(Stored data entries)
PR #1515, opened 2020-03-13
Add storage information on artifactIndex. Closes #1291

### LINKED ISSUE #1291: Show storage backend info on artifact index

umesh-timalsina:


src/visualizers/widgets/ArtifactIndex/ModalControl.js
```diff
@@ -0,0 +1,31 @@
...
+define([
+    'deepforge/viz/Utils',
+    'text!./ArtifactModal.html'
+], function(
+    Utils,
+    MODAL_HTML
+) {
+    'use strict';
+
+    const ModalControl = function() {
```
brollb: Out of curiousity, why is this called `ModalControl`? It's name is very similar to the naming convention for controllers in `src/visualizers/panels/<visualizer>/` which could be a little confusing.

Given that the actual html file is called `ArtifactModal.html`, I would've expected it to be called something like `ArtifactModal,js`. Otherwise, something like `ArtifactInfo`or `ArtifactInfo{Dialog,Modal}.js` also might make sense.

src/visualizers/widgets/ArtifactIndex/ModalControl.js
```diff
@@ -0,0 +1,31 @@
...
+        this.$modal = $(MODAL_HTML);
+        this.$modalTitle = this.$modal.find('#artifactName');
```
brollb: It would be better (and consistent with the following lines) to look up using a class name here. As a minor style point, it might be good to try to follow a single convention and use `.artifact-name`.

src/visualizers/widgets/ArtifactIndex/ModalControl.js
umesh-timalsina: This was named `ModalControl` because it controls the display of the modal.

Assignment
Whenever the word "storage" shows up in a line of the entries, list that line.

Reply
Add storage information on artifactIndex. Closes #1291
### LINKED ISSUE #1291: Show storage backend info on artifact index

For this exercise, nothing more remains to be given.